The network consists of 16 residual blocks with 2 convolutional layers per block. The convolutional layers all have a filter length of 16 and have 64_k_ filters, where k starts out as 1 and is incremented every 4th residual block. Every alternate residual block subsamples its inputs by a factor of 2, thus the original input unit is ultimately subsampled by a factor of 2^8.
Beating the experts
The model is evaluated using two metrics: sequence level accuracy and set level accuracy. Sequence level accuracy compares predictions against the ground truth annotations.

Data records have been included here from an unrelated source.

PR #881, opened 2020-06-05
build: Add java_binary to produce sources jar

keith:
Every `java_library` rule (but maybe not kt_library rules) has a
implicit sources jar target that  can be requested. Unfortunately these
only contain the direct sources of the library. `java_binary` on the
other hand can produce one with all transitive sources. This adds the
smallest possible `java_binary` rule so we can produce this.

This behavior is lightly documented here: https://docs.bazel.build/versions/master/be/java.html

### DIFF
--- a/BUILD
+++ b/BUILD
@@ -35,7 +35,7 @@ alias(
 
 alias(
     name = "android_sources",
-    actual = "//library:sources_jar",
+    actual = "//library/kotlin/src/io/envoyproxy/envoymobile:sources_jar_deploy-src.jar",
 )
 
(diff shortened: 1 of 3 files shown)


keith:
we'll have to rebase this once CI is fixed

buildbreaker:
@keith I actually took your idea and moved it into the `aar_with_jni` macro: https://github.com/lyft/envoy-mobile/pull/877. Would you be opposed to just going with the PR and closing this one?

keith:
sounds good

Set level accuracy just takes the set of arrhythmias present in each 30 second record as the ground truth (i.e., it does not penalise for time misalignment.
Here we can see how well the model performs on each class, compared to an expert cardiologist:
Note that when the scores are taken in aggregate, the model outperforms the cardiologists both in precision and recall.
The model outperforms the average cardiologist performance on must rhythms, noticeably outperforming the cardiologists in the AV Block set of arrhythmias… This is especially useful given the severity of Mobitz II and complete heart block and the importance of distinguishing these two from Wenckebach which is usually considered benign.
Where the model does make mistakes, these ‘make sense’ given that the confused classes often have very similar ECG morphologies.
Given that more than 300 million ECGs are recorded annually, high-accuracy diagnosis from ECG can save expert clinicians and cardiologists considerable time and decrease the number of misdiagnoses. Furthermore, we hope that this technology coupled with low-cost ECG devices enables more widespread use of the ECG as a diagnostic tool in places where access to a cardiologist is difficult.